Canopy Growth and Spectrum Team Up with the NHL Alumni Association


Canopy Growth and Spectrum Team Up with the NHL Alumni Association

Collaboration will investigate the use of cannabinoids to treat concussions

Many professional hockey players have had their careers cut short or seriously affected by concussions. They are among the 1.6-3.8 million people who suffer concussions during sporting and recreational activities every year in the US.12 In Canada, as many as 46,000 youths were diagnosed with concussions in 2016-17 by hospital emergency departments.3 The highest incidence of these brain injuries came from playing hockey, rugby, or ringette.3 Unfortunately, 10-15% of these people will go on to develop chronic post-concussion symptoms that can affect their ability to function.4 Former NHL players are the public face of this large and growing health issue and represent a highly afflicted group of elite athletes whose post-concussion health issues might be mitigated through the use of medical cannabis.

Spectrum Therapeutics is supporting a research partnership between the NHL Alumni Association (NHLAA) and NEEKA Healthcare Canada to investigate the efficacy of cannabinoids as a treatment for post-concussion neurodegenerative diseases such as depression, PTSD, and dementia.

The results of this original study may lead to new cannabinoid-based therapies that help athletes in hockey and other professional sports, along with adults who suffer from the aftermath of brain injuries from accidents and other activities.

“This complex and multidimensional study will give us an unprecedented understanding of the interaction between cannabidiol (CBD) and the brains and behaviors of former NHL players living with post-concussion symptoms,” said Dr. Mark Ware, Chief Medical Officer, Canopy Growth. “We thank the members of the NHLAA whose willingness to join this unique research partnership speaks to the need for alternative medical treatments to treat the long-term and often devastating effects of concussions.”

Glenn Healy, Executive Director of the NHLAA

Glenn Healy, executive director of the NHLPA on stage making an announcement surrounded by people.

Glenn Healy, Executive Director of the NHLAA

“NHL alumni gave everything they had during their careers, but the physical consequences after they hang up their skates can be devastating for both players and their loved ones for the rest of their lives,” said Glenn Healy, Executive Director of the NHLAA. “This study offers alumni the promise of help and hope, and we are excited to participate in what could become a true game-changer in allowing these professional athletes to finish strong.”
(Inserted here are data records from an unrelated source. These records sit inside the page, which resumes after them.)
PR #368, opened 2022-09-29
Improve unit test stability

vthacker:
- KaldbIndexerTest should wait till the documents have been indexed ( we make changes to the await and more details in the comments )
- Close tests properly i.e do null checks so that all resources close. Otherwise on a test failure , all subsequent tests fail with `java.util.concurrent.ExecutionException: io.netty.channel.unix.Errors$NativeIoException: bind(..) failed: Address already in use`

### DIFF
--- a/kaldb/src/test/java/com/slack/kaldb/testlib/MetricsUtil.java
+++ b/kaldb/src/test/java/com/slack/kaldb/testlib/MetricsUtil.java
@@ -1,6 +1,5 @@
 package com.slack.kaldb.testlib;
 
-import com.slack.kaldb.server.Kaldb;
 import io.micrometer.core.instrument.MeterRegistry;
 import io.micrometer.core.instrument.search.MeterNotFoundException;
 import org.slf4j.Logger;
--- a/kaldb/src/test/java/com/slack/kaldb/testlib/MetricsUtil.java
+++ b/kaldb/src/test/java/com/slack/kaldb/testlib/MetricsUtil.java
@@ -32,10 +32,10 @@ public class MetricsUtil {
     try {
       return metricsRegistry.get(counterName).counter().count();
     } catch (MeterNotFoundException e) {
-      LOG.error("Metric not found", e);
+      LOG.warn("Metric not found", e);
       return 0;
     } catch (Exception e) {
-      LOG.error("Error while getting metric", e);
+      LOG.warn("Error while getting metric", e);
       throw e;
     }
   }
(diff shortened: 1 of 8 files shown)


kaldb/src/test/java/com/slack/kaldb/testlib/MetricsUtil.java
```diff
@@ -1,17 +1,50 @@
...
 import io.micrometer.core.instrument.MeterRegistry;
+import io.micrometer.core.instrument.search.MeterNotFoundException;
 
 public class MetricsUtil {
+
   public static double getCount(String counterName, MeterRegistry metricsRegistry) {
-    return metricsRegistry.get(counterName).counter().count();
+    try {
+      return metricsRegistry.get(counterName).counter().count();
+    } catch (MeterNotFoundException e) {
```
mansu, line 11: Log the MeterNotFoundException and return 0 for all these functions. 

Also. log other exceptions and re-throw so we can easily see error in log in the future.

kaldb/src/test/java/com/slack/kaldb/testlib/MetricsUtil.java
```diff
@@ -1,17 +1,50 @@
...
+      // most likely we'll be calling getCount from a await() and waiting for the counter to match
```
mansu, line 12: Since this comment applies to entire class, please move it to class doc.

mansu (changes requested):

kaldb/src/test/java/com/slack/kaldb/testlib/MetricsUtil.java
```diff
@@ -1,17 +1,66 @@
...
 public class MetricsUtil {
+
+  private static final Logger LOG = LoggerFactory.getLogger(MetricsUtil.class);
+
   public static double getCount(String counterName, MeterRegistry metricsRegistry) {
-    return metricsRegistry.get(counterName).counter().count();
+    try {
+      return metricsRegistry.get(counterName).counter().count();
+    } catch (MeterNotFoundException e) {
+      LOG.error("Metric not found", e);
```
mansu, line 35: This can be an info/warn saying we the meter is not found so returning 0. This is not an error since we continue the method execution.

Does the exception have the meter name? If not, can we also log it here?

mansu (changes requested):

kaldb/src/test/java/com/slack/kaldb/testlib/MetricsUtil.java
vthacker: changed to warn. Meter name is printed. additionally the stack trace usually makes it very evident which test line caused this and also infer the metric being referenced.

mansu (approved):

Approximately 100 former players will be enrolled in this randomized double-blind study. The research will be led by NEEKA Healthcare Canada’s Dr. Amin Kassam, a world-renowned neurosurgeon who completed his undergraduate training at the University of Toronto and has led four neurosurgery programs over two decades. Joining Dr. Kassam is Dr. Richard Rovin, a neurosurgeon who completed post-graduate training through the Global Clinical Scholars Research Training Program at Harvard University Medical School. Their combined expertise in neuroscience, molecular cell signaling, brain mapping, and clinical trial design may lead to novel cannabis therapies that have the potential to improve the lives of patients suffering from post-concussion healthcare issues.

“We have seen the debilitating effects of chronic repeated head injuries on the lives of patients and their families,” said Dr. Kassam. “Our team is excited to partner with Canopy Growth and the NHL Alumni Association to demonstrate the immense and unexplored opportunity in cannabis-based remedies, particularly when synergized by novel treatment paradigms such as digital mental health and behavioural therapy.”

The study is expected to begin in summer 2019 and will take one year to complete.

The results of this unprecedented trial could also catalyze new research initiatives further investigating the potential of CBD as a treatment to help people recover from their brain injuries, including former NHLers.